● Work item
Which lines in the records below contain the word "output"? Copy each of them.

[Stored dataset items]
##############################

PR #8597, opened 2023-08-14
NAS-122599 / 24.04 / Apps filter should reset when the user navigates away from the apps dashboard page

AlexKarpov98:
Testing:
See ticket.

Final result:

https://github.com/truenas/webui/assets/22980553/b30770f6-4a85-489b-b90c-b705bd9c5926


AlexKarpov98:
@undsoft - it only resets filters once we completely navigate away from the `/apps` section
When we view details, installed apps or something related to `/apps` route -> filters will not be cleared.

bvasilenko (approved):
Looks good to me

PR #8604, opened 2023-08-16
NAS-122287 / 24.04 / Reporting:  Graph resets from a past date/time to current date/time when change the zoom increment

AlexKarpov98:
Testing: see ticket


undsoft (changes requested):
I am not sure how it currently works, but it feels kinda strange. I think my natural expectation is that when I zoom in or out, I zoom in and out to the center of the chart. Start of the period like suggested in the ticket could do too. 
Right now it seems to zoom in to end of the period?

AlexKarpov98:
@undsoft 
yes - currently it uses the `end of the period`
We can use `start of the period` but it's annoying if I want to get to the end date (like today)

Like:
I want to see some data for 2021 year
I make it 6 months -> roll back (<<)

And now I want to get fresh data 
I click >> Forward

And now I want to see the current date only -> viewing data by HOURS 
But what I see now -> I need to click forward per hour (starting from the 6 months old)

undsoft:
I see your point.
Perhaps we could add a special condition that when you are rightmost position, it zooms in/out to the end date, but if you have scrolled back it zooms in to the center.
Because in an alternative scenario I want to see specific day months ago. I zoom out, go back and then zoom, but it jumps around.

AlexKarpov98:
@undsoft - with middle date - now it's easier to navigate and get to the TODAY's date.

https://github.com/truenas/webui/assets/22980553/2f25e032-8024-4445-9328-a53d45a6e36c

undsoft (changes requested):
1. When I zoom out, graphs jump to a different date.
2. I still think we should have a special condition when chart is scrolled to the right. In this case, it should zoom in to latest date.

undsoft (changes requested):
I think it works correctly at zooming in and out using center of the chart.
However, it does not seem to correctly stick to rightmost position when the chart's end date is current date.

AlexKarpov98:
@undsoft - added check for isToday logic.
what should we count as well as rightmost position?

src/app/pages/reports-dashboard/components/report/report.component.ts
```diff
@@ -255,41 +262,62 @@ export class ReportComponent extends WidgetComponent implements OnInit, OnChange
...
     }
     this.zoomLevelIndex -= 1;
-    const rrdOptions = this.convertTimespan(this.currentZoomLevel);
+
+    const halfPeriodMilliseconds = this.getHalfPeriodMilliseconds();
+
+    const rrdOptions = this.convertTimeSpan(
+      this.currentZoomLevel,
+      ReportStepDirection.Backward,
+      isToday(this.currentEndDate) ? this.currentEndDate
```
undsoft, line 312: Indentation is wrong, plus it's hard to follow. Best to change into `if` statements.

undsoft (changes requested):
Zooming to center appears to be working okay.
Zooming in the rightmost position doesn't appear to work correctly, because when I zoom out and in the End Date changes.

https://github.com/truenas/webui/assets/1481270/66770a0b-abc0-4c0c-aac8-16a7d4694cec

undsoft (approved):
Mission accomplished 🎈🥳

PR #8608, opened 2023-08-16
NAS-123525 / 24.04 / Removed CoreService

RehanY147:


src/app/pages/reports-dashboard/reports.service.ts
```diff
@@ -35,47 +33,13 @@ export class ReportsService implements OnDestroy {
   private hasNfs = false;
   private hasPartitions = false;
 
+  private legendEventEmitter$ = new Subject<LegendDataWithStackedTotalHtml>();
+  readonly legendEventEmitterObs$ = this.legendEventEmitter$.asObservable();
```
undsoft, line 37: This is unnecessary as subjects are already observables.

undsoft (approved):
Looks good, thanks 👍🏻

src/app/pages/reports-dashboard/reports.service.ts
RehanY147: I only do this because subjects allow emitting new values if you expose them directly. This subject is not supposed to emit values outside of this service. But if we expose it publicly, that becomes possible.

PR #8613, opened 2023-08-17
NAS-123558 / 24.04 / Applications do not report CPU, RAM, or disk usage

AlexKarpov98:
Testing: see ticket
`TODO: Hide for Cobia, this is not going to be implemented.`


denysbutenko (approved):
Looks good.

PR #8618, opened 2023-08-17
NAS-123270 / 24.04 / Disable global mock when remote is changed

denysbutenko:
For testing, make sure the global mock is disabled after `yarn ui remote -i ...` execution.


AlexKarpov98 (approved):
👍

##############################

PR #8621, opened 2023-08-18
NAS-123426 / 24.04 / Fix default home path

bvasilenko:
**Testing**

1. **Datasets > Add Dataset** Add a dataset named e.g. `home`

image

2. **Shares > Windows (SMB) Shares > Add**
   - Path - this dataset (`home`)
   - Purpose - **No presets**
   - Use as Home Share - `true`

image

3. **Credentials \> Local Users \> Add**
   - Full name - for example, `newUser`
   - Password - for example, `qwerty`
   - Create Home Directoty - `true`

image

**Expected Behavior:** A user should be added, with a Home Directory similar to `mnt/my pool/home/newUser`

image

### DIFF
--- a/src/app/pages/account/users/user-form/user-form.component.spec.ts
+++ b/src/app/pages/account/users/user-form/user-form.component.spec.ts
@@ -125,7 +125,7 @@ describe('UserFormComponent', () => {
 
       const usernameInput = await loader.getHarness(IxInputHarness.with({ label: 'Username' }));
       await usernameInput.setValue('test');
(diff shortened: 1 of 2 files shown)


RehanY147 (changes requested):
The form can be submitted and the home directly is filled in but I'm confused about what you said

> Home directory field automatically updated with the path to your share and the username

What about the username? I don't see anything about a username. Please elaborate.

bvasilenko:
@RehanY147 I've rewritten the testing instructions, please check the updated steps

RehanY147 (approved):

##############################

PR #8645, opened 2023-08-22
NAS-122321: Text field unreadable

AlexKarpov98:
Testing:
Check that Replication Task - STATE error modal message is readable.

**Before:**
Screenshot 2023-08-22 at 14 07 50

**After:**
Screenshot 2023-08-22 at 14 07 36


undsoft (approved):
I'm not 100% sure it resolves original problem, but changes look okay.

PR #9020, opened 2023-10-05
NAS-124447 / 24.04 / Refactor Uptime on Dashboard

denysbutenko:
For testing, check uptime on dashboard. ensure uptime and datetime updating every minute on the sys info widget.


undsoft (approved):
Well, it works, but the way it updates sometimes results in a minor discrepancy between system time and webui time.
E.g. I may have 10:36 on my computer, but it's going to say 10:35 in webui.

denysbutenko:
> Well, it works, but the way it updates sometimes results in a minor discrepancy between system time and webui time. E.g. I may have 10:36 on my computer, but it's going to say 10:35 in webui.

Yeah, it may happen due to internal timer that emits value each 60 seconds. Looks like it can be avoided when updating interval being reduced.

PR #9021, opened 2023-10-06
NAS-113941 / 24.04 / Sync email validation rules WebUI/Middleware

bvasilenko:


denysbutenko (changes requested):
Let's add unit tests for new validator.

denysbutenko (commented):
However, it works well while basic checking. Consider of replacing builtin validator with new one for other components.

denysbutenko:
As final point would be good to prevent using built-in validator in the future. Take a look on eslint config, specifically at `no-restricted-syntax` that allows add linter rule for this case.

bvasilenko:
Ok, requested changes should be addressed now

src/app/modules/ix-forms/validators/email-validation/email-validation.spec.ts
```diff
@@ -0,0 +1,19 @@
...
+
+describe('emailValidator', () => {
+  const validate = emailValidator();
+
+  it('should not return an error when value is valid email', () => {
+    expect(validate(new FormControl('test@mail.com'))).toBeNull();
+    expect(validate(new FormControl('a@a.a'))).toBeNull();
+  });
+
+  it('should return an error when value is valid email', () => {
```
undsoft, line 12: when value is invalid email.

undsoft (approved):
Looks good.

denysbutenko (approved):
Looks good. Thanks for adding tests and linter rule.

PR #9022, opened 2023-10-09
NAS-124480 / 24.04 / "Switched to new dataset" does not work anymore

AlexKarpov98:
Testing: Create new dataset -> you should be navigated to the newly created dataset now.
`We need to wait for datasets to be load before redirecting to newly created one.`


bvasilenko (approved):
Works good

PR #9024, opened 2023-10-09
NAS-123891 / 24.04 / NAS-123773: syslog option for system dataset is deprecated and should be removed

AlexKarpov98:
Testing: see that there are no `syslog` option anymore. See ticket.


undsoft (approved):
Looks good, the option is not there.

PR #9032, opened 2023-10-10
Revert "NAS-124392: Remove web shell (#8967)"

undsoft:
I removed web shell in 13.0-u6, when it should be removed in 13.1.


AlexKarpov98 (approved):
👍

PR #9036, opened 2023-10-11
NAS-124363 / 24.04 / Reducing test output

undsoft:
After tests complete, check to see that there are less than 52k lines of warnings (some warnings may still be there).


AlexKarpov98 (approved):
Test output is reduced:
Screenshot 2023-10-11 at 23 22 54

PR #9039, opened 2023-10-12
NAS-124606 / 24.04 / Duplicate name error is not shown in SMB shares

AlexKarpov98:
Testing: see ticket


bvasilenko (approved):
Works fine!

##############################

● Answer below
NAS-124363 / 24.04 / Reducing test output
Test output is reduced:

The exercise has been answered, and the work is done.